To do:
Out of the lines below, please list those that hold the string "does".

######

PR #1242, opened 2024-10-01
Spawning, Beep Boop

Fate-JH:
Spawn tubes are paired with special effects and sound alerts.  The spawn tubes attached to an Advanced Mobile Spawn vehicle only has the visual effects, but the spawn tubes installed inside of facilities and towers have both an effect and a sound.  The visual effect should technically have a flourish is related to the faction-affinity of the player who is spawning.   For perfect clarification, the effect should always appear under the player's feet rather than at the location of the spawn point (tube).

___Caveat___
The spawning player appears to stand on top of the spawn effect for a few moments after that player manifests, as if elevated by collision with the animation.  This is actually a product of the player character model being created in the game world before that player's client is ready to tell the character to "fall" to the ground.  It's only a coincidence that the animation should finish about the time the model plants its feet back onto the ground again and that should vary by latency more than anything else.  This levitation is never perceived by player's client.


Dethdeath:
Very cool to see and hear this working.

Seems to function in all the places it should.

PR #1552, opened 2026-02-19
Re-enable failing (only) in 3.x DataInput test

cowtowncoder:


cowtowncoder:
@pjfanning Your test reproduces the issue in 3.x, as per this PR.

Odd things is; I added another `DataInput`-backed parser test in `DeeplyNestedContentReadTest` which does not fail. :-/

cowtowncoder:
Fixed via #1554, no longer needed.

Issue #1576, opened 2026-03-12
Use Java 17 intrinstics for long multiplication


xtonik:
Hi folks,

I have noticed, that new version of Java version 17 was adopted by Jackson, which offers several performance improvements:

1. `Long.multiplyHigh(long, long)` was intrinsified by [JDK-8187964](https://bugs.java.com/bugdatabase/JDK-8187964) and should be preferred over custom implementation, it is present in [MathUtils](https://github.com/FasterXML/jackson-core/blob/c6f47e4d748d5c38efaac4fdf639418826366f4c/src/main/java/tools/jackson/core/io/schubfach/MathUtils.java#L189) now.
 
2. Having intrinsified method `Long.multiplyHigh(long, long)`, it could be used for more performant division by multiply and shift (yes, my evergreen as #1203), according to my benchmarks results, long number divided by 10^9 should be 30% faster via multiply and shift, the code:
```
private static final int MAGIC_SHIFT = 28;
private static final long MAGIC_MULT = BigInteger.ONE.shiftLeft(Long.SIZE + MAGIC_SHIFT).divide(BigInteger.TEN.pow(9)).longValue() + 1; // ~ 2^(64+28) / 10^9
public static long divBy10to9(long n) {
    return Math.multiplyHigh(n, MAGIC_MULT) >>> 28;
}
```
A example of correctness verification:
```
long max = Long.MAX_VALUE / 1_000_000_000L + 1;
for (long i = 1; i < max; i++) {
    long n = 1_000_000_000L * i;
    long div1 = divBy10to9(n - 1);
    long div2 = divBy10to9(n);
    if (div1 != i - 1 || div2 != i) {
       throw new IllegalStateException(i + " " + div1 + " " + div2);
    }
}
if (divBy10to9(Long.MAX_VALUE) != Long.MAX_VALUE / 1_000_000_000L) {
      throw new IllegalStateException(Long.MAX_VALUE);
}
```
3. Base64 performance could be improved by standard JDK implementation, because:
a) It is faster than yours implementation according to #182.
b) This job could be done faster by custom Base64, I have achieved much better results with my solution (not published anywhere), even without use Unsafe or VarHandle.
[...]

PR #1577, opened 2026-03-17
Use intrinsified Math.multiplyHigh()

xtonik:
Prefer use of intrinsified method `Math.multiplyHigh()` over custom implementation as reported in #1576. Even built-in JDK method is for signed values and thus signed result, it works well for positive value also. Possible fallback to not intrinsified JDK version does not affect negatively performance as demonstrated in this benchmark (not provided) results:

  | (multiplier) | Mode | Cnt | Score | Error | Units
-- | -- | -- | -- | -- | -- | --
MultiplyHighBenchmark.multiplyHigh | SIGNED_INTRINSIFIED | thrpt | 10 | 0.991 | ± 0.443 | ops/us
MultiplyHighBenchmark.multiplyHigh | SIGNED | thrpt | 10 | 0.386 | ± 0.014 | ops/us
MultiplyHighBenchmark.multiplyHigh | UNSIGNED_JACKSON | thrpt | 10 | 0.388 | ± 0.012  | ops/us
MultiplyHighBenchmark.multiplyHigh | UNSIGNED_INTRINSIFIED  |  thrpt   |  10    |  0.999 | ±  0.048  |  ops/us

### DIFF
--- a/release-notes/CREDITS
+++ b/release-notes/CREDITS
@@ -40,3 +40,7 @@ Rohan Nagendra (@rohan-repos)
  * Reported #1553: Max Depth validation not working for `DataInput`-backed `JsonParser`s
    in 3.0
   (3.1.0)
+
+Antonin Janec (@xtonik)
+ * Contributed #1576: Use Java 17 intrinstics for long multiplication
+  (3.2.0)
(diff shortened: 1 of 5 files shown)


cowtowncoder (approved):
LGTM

######

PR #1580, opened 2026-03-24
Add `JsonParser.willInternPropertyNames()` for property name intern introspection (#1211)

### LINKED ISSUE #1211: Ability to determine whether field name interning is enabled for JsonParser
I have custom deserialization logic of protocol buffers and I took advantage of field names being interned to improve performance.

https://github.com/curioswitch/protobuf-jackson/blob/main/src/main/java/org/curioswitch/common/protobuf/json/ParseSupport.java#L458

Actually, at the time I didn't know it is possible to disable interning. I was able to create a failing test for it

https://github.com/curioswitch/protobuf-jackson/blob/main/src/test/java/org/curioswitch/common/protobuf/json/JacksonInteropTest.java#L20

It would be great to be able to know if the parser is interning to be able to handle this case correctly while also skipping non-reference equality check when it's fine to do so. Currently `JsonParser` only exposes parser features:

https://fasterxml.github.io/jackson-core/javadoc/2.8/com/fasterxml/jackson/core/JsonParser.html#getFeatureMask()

######

Task solution:
Odd things is; I added another `DataInput`-backed parser test in `DeeplyNestedContentReadTest` which does not fail. :-/
Prefer use of intrinsified method `Math.multiplyHigh()` over custom implementation as reported in #1576. Even built-in JDK method is for signed values and thus signed result, it works well for positive value also. Possible fallback to not intrinsified JDK version does not affect negatively performance as demonstrated in this benchmark (not provided) results:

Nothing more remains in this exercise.